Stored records
-- -- --

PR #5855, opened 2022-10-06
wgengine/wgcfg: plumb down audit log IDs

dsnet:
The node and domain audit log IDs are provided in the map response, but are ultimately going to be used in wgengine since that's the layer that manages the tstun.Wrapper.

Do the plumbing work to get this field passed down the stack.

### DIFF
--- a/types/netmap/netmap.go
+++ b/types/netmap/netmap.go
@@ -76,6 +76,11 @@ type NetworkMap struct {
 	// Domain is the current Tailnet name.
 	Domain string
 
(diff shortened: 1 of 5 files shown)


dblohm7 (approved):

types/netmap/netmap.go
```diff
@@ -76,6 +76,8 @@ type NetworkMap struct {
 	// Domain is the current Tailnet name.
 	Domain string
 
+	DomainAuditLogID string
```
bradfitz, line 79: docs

-- -- --

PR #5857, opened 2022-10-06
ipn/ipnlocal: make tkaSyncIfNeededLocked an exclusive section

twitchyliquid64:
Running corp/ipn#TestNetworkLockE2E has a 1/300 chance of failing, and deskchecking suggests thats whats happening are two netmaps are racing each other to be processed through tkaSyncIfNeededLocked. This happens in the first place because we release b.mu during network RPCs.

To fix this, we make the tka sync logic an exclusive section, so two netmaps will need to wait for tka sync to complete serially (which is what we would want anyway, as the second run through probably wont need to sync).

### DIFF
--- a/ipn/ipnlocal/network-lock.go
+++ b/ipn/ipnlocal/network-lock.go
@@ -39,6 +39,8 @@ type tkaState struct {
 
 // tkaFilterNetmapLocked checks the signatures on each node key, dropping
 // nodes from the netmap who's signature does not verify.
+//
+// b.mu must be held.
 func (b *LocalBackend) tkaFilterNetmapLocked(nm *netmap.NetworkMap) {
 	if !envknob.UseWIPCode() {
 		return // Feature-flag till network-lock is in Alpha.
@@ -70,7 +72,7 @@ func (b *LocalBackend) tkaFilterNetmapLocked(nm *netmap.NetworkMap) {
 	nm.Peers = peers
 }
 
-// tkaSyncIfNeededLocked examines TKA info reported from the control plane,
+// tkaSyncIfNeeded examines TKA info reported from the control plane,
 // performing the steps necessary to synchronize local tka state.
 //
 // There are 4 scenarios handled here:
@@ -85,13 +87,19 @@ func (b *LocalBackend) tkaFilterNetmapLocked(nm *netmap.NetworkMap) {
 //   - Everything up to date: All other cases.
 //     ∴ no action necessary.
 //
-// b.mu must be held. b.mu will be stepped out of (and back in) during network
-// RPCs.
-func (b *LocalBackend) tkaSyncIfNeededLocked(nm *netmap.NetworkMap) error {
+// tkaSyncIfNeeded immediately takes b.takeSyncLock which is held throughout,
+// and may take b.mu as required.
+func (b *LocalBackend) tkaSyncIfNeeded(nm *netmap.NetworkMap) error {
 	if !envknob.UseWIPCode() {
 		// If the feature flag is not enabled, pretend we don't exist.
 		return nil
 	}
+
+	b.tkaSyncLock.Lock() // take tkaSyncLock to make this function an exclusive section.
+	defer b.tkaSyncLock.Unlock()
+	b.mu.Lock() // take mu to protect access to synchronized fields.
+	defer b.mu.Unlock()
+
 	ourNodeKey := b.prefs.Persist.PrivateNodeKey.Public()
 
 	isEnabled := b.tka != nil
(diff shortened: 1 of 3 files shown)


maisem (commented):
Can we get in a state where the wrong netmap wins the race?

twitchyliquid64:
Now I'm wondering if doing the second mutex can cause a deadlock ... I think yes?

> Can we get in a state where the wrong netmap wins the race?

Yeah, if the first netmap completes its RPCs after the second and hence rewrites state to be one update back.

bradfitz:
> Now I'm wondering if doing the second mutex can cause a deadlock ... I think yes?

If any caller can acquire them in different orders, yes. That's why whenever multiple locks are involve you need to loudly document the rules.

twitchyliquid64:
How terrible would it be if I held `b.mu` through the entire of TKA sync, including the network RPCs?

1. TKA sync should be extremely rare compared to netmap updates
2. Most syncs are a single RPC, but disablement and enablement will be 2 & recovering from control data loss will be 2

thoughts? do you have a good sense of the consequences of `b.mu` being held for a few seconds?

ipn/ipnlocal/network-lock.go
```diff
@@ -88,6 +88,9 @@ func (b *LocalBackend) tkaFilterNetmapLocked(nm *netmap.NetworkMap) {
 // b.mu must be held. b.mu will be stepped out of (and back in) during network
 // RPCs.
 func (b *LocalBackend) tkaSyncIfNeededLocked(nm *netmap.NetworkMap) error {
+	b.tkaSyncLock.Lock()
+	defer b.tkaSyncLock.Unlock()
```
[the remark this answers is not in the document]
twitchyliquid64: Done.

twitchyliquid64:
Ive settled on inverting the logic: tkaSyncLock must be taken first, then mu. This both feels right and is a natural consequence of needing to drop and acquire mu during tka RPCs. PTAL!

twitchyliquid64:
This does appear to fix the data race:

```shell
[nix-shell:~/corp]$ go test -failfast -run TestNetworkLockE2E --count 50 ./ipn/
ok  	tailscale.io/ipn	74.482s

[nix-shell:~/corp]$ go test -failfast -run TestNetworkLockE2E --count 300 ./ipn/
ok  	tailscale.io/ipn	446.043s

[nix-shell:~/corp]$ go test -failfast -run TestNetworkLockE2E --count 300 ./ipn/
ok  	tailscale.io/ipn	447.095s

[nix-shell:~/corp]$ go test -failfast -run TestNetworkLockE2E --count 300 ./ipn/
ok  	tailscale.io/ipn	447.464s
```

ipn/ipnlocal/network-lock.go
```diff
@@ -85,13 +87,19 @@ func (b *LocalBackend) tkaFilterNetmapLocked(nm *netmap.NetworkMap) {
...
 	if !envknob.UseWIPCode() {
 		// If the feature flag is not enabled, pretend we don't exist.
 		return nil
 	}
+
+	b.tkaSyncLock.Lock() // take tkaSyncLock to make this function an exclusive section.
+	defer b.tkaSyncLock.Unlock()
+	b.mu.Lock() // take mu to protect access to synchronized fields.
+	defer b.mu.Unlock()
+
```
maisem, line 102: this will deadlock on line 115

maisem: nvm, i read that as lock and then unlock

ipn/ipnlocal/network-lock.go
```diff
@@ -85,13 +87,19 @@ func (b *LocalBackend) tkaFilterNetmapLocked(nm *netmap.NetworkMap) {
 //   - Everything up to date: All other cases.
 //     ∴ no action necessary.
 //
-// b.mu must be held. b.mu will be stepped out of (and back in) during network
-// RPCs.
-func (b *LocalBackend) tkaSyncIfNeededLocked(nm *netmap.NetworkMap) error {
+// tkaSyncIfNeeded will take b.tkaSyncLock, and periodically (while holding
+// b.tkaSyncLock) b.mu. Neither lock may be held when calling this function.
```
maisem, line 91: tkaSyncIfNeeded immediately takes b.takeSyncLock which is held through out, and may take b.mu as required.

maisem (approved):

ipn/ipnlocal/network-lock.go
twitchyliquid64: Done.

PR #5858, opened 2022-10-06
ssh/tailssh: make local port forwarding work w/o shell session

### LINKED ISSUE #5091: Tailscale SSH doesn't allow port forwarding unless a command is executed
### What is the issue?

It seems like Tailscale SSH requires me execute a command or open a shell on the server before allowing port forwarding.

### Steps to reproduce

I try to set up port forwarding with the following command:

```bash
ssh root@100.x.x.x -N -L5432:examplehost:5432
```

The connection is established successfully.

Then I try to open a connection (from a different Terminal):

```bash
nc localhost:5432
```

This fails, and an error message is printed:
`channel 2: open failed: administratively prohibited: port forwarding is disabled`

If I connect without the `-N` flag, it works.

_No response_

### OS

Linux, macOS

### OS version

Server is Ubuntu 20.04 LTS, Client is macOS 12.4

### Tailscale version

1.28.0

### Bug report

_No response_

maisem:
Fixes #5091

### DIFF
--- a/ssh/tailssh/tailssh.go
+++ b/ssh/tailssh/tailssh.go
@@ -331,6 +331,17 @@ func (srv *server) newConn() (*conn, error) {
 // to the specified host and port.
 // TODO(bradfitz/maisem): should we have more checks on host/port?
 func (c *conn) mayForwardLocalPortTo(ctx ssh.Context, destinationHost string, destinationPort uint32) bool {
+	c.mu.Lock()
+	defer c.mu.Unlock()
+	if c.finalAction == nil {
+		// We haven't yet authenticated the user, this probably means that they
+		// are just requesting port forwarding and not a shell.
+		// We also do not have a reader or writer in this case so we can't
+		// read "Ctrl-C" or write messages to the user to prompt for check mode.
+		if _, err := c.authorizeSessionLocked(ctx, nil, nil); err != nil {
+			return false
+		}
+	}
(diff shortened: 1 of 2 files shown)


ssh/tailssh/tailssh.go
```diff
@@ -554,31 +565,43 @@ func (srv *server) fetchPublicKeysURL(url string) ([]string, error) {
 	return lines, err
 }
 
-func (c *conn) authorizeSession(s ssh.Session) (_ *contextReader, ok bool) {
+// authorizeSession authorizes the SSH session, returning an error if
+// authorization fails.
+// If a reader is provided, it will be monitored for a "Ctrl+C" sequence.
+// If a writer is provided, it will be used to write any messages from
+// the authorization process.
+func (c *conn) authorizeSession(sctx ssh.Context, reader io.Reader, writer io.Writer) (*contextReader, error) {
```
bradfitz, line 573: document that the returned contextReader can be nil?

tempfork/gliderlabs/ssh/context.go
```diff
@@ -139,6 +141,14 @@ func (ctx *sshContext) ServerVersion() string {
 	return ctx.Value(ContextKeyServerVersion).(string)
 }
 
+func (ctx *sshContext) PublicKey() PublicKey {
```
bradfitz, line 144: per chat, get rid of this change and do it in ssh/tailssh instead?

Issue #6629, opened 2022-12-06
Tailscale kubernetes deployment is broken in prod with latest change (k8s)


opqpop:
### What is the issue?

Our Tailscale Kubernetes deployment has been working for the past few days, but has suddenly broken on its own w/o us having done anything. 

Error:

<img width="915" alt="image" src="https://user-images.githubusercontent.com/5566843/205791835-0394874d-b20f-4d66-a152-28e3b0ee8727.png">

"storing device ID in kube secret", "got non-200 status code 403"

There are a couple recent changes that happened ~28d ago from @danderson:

-- -- --

● TO DO: Some lines of the records may hold the word "must". How many do? Answer with a number and nothing else.

● EXERCISE OUTPUT: 5